Hey there, time traveller!
This article was published 13/2/2011 (2021 days ago), so information in it may no longer be current.
Water polo players have a saying, "Under water, no one can hear you scream."
It serves to illustrate that the game is one of the toughest -- if not the toughest -- sport around.
As if to back up the saying, several people at the Bushido Invitational Water Polo tournament Sunday at the Pan Am Pool had T-shirts that read, "If water polo was easy, it would have been called hockey".
In her own quiet way, 18-year-old Clair Davis is living testament to the toughness that water polo competitors display. Davis, who coached the under-12 co-ed team to a 9-2 win over Weyburn in their final yesterday morning, also plays the game with the Bushido senior women's team.
Oh, and by the way, she has cystic fibrosis. It's a chronic disease that affects the liver, lungs, pancreas and intestines. People with cystic fibrosis fight a buildup of mucus in their lungs.It has no cure.
The first-year University of Manitoba student agrees with the sport's tough reputation.
"It is very brutal, and like, there is a lot of grabbing, scratching and fighting going on under the water, but I really love it, its nice to get the aggression out sometimes."

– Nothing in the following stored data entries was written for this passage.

PR #324, opened 2016-12-20
Updated all deps to latest semver

amilajack:
- Fixed linters
 - Updated deps


amilajack:
Sure thing. Also any idea why travis tests are failing? Because of cache?

amilajack:
Also I would recommend greenskeeper for this repo. Thoughts?

mxstbr:
> Also I would recommend greenskeeper for this repo. Thoughts?

I've not had great experiences with greenkeeper, it's quite painful to keep up. Updating these deps isn't really something we have to do very often, as contrary to e.g. `react-boilerplate` having up to date deps is unimportant for this package.

mxstbr:
Massive thanks for doing this though, very much appreciated! Just because we don't have to doesn't mean we don't want to update every so often 😊

amilajack:
> Updating these deps isn't really something we have to do very often, as contrary to e.g. react-boilerplate having up to date deps is unimportant for this package.

Makes sense. There was a concern with the `eslint-plugin-flowtype-errors` plugin, which originally locked down the version of flow. To update the version of flow, the plugin needed to be updated. This isnt the case with `eslint-plugin-flowtype-errors@2`. This was the reason for the update.

Issue #302, opened 2016-12-09
Flow errors with latest versions


msmfsd:
### v1.1.3
I am getting flow errors when using latest versions of styled-components with create-react-app. 

My flow config is as per create-react-app and styled-components docs and I have done a flow-typed install as well. My deps:
```
"react-scripts": "0.8.3"
"flow-bin": "^0.36.0",
"react": "^15.4.1",
"react-dom": "^15.4.1",
"styled-components": "^1.1.3"
```

Flow errors:
```
node_modules/styled-components/lib/utils/autoprefix.js.flow:2
  2: import camelizeStyleName from 'fbjs/lib/camelizeStyleName'
                                   ^^^^^^^^^^^^^^^^^^^^^^^^^^^^ fbjs/lib/camelizeStyleName. Required module not found

node_modules/styled-components/lib/utils/autoprefix.js.flow:3
  3: import hyphenateStyleName from 'fbjs/lib/hyphenateStyleName'
                                    ^^^^^^^^^^^^^^^^^^^^^^^^^^^^^ fbjs/lib/hyphenateStyleName. Required module not found

node_modules/styled-components/lib/utils/flatten.js.flow:2
  2: import hyphenate from 'fbjs/lib/hyphenateStyleName'
                           ^^^^^^^^^^^^^^^^^^^^^^^^^^^^^ fbjs/lib/hyphenateStyleName. Required module not found

node_modules/styled-components/lib/models/StyledNativeComponent.js.flow:24
 24:   class StyledNativeComponent extends ParentComponent {
                                           ^^^^^^^^^^^^^^^ identifier `ParentComponent`. Expected polymorphic type instead of
 24:   class StyledNativeComponent extends ParentComponent {
                                           ^^^^^^^^^^^^^^^ string
```

This below seems to fix it for now:
```
.*/styled-components/lib/utils/autoprefix.js.flow
.*/styled-components/lib/utils/flatten.js.flow
.*/styled-components/lib/models/StyledNativeComponent.js.flow
```

mxstbr:
@styled-components/typers any ideas?

relekang:
The problem here is that react-create-app documentation says to add the following to ignore sections of the flowconfig.

```
<PROJECT_ROOT>/node_modules/fbjs/.*
```

Since we import that and have not provided a libdef for it flow will give `Required module not found`. We can fix this two ways:
* Add to flow docs that one should only ignore problematic paths in fbjs.
[...]

PR #335, opened 2016-12-27
Fix flow ci config and use default flow supressor

relekang:
This fixes an issue where `npm run flow` always exited with `0` and thus the CI job never failed. It fixes a few errors that had sneaked in by ignoring react-native source and upgrading libdefs.

Furthermore, it changes the suppressor comment to `// $FlowFixMe` which is the default. This will make it easier for users to adopt flowtype. (Based on [tip on twitter](https://twitter.com/flowtype/status/813119893969240069))

cc @styled-components/typers


ryyppy:
I like it :-) ... what's happening with CI tho?

relekang:
What do you mean? Last commit is green. 🙂

mxstbr:
Awesome, thanks!!

Augustin82:
@ryyppy 
Like I asked in issue #302, are you sure this fixes the problems mentioned there? When can we expect to see this PR in a release?

Many thanks.

ryyppy:
I just tried the current commit on your example project,.. unfortunately the error still persists

Augustin82:
@ryyppy 
Thanks for trying! Shouldn't the issue be reopened, then? Clearly there's something wrong, with a basic clean styled-components install causing flow errors for the user project (thus technically preventing CI and flow gen-files and other stuff).

ryyppy:
@relekang I believe there is something wrong in general, since `import styled from 'styled-components` does not export anything relevant... I would really really like to see a libdef on `flow-typed` as a fix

Championship finals at the tournament were as follows: U-18 men, Regina 19 Bushido 9; U-18 women, Weyburn 8 Bushido 3; U-16 men, Bushido 12 Saskatchewan 10; U-16 women Bushido 4 Weyburn 2; U-14 boys, Regina 11 Bushido 4, U-14 girls Bushido 18 Regina 3; U-12 co-ed Bushido 9 Weyburn 2.
Oddly enough, the sometimes rough-and-tumble sport has proven to be therapeutic for Davis.
Her doctors have always told her that they approve of her playing the sport, as the exercise forces her to cough and thereby getting rid of the mucus from her lungs.
Her lungs will deteriorate regardless of what she does, because there is scarring and the tissue loses its elasticity as she gets older. However, by competing in an extremely high cardiovascular sport, she is able to keep her lungs cleared out.
Her doctors have, on occasion tried to reign in their patient, but to no avail. "Sometimes, I guess, my doctors have stepped in," said Davis Sunday. "Like last year right around the time of the nationals in Montreal, they didn't want me to go, and they didn't think I would be able to play. But I proved them wrong. I got into the water a little bit and got to play."
Davis's coach, Dave Hill, told the Free Press in 2007 that he marvelled at her determination.
"When you play a game that's an hour long, in the water for 10 or 12 minutes at a time without a break -- I know how hard it is, I played water polo. How someone can do that with an affliction that interferes with breathing, interferes with respiration, interferes with nutrition, it's so physically hard to do and I can't believe she does it," he said.
"But she does it, without complaining, and she's right in there. In a game, she's like anyone else. It boggles my mind."
Davis knows her limits. "I probably could never actually be on the national team, but I have never really expected to be there, or want to be there. But it really hasn't stopped me from doing anything. I just try my hardest and push through it. I haven't found anything yet that I couldn't push through."